- Born: June 6, 1892 Kansas City, Missouri
- Died: May 15, 1971 (aged 78) Palm Springs, California
- Known for: Marketing of the Yo-yo and making it a commercial success

= Donald F. Duncan Sr. =

American entrepreneur, inventor and toymaker

 This is about the American manufacturer. For others, see Donald Duncan (disambiguation).

Donald Franklin Duncan Sr. (June 6, 1892 – May 15, 1971) was an American entrepreneur and inventor, and founder of the Duncan Toys Company. He is known for marketing of the Yo-yo, and making it a commercial success.

== Career ==
Duncan is most commonly associated with the Yo-yo, the commercial success and iconic status they enjoyed during the 20th century in the United States and the world being largely the result of his marketing efforts. Duncan is often miscredited with invention of the Yo-Yo.
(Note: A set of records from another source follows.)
PR #6749, opened 2016-10-13
Tag MixedModels v0.5.8

dmbates:


tkelman:
Should use a new package minor version when dropping support for Julia 0.4

tkelman:
And similar to https://github.com/JuliaStats/GLM.jl/issues/159, the package will remain broken on 0.4 if this tag is Julia 0.5-only. If there have been features or new code that relies on 0.5-only features, would it be possible to backport a 0.5.8 release that does support Julia 0.4 and passes tests?

tkelman:
Another option would be to upper-bound the past tags to StatsBase < 0.11 on both packages. Then StatsBase would get held back on 0.4 as long as either of those packages are installed.

dmbates:
@tkelman To make sure I understand, do I need to change the `requires` file in all previous releases of `GLM` and `MixedModels` to upper-bound the version of `StatsBase` and that this would be done according to the instructions [here](http://docs.julialang.org/en/release-0.5/manual/packages/#fixing-package-requirements).   In other words I change the `requires` file in the METADATA repository only.

Currently the requires file for 0.5.7 has the line
```
StatsBase 0.8.2
```
which I should change to
```
StatsBase 0.8.2 < 0.11
```

Finally, in Julia-0.5.0 I
```
PkgDev.tag("MixedModels", :minor)
PkgDev.publish()
```

tkelman:
No `<` in the require file. I can do the bounding for you if you'd prefer. Though as in https://github.com/JuliaStats/GLM.jl/issues/159#issuecomment-253874062, if releasing an 0.4-compatible version with just the bugfix is possible without too much trouble, it would be preferred to avoid holding people back to old releases of StatsBase.

dmbates:
I'm sorry but I am hopelessly confused here and convinced that I would foul things up big time if I were to attempt to reconcile the situation.  Because the version of this package for julia-0.5.0 depends on version 0.6.0 of `GLM`, I guess I should try to straighten out https://github.com/JuliaStats/GLM.jl/issues/159#issuecomment-253874062 first.

tkelman:
Great, GLM is now fixed. To get MixedModels up and running, can you start by creating a `release-0.5` branch in that package starting from the commit https://github.com/dmbates/MixedModels.jl/commit/d1e90928225bc5d8e531b6a5366563a061fa4527 ? I think with one change of `wrkwt` back to `wrkwts` for GLM 0.5.x we can make that pass its tests on Julia 0.4, tag it as 0.5.8, then move on and tag the Julia-0.5-only GLM 0.6.0.

dmbates:
@tkelman You suggested creating a `release-0.5` or `v0.5` branch.  Did you mean to write `release-0.4` or `v0.4` branch.  I already have a `v0.4` branch.  I made a couple of changes in it and it passes tests under julia-0.4.7.  What I plan to do is to remove checking under 0.5 and nightlies for travis and appveyor on this branch and check in this version to the branch only (i.e. keep master as it is).  Then I will do `Pkg.tag()` and `Pkg.publish()` under v0.4.  Should I change the `REQUIRE` file to have
```
julia 0.4 0.5
```
or just go ahead with tagging a 0.6.0 release with minimum julia requirement of 0.5

Thanks for all you patience and help on this and sorry for being such a PITA.

tkelman:
I noticed that you had a `v0.4` branch, but I wasn't sure what your naming convention was, if that was referring to Julia version 0.4 or MixedModels version 0.4. Your MixedModels v0.5.7 tag was at commit ab841caffba6f307adde8f52fb931c522ce031e4, which it looks like you do have present on that branch. I may have not checked that closely enough. I think what you're doing so far sounds good. I wouldn't bother with the upper bound if you plan on tagging a newer Julia-0.5-only version soon. Happy to help.

tkelman:
we can revisit this julia-0.5-only version as MixedModels 0.6.0 whenever you're ready

dmbates:
@tkelman I would like to get a julia-0.5-only version out but the master branch is now failing tests on [travis](https://travis-ci.org/dmbates/MixedModels.jl/builds/168930879) and on [appveyor](https://ci.appveyor.com/project/dmbates/mixedmodels-jl), apparently when trying to load `Feather`.  The immediate cause seems to be `Feather` using `__precompile__(true)` and `CategoricalArrays` not.

I'm not actually using `Feather` or `CategoricalArrays` in the tests because I set the version of `DataFrames` to be 0.8.4, the latest version, which, I think, does not have the `PooledDataArray -> CategoricalArray` and `DataArray -> NullableArray` changes in it.

tkelman:
You have `using CategoricalArrays` first thing in both `src/MixedModels.jl` and `test/runtests.jl` https://github.com/dmbates/MixedModels.jl/search?utf8=%E2%9C%93&q=CategoricalArrays&type=Code

dmbates:
@tkelman I have removed those references to `CategoricalArrays`.  I think it was actually `Feather` that was causing the problems but I can't be sure.

I tied myself up in knots trying to get my local version of METADATA so that I could pull from origin because the files in MixedModels/versions/0.5.8 were inconsistent.  I spent a fun time trying to do a merge and, after a couple of hours, reverted to removing Julia and all my packages, rebooting the computer and starting again from scratch.  Right now it is taking forever to download the DLL for NLopt.  I hope I am able to commit something for 0.6.0 later tonight.

tkelman:
That was a lot more drastic than needed (though consistent with https://xkcd.com/1597/ ...) - would have been happy to offer guidance at any point that git started doing confusing things.

tkelman:
closing, #6810 looks good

The name Yo-Yo was a trademark of his company from 1930 until 1965, when the case Donald F. Duncan, Inc. v. Royal Tops Mfg. Co., 343 F.2d 655 (7th Cir. 1965) resulted in a federal court of appeals ruling in favor of the Royal Tops Company, asserting that the trademark had become a part of common speech.

Duncan, who was born in Kansas City, Missouri, founded other companies, including the Good Humor mobile frozen treats franchise and a parking meter manufacturing company. Most notable among the innovations credited to Duncan is the concept of the premium incentive, a marketing tactic wherein the consumer is encouraged to collect proofs of purchase and redeem them for rewards, such as small toys or discount coupons.

He died in Palm Springs, California due to "the effects of a stroke."

Duncan's Birthday has been immortalized as National Yo-Yo Day, June 6.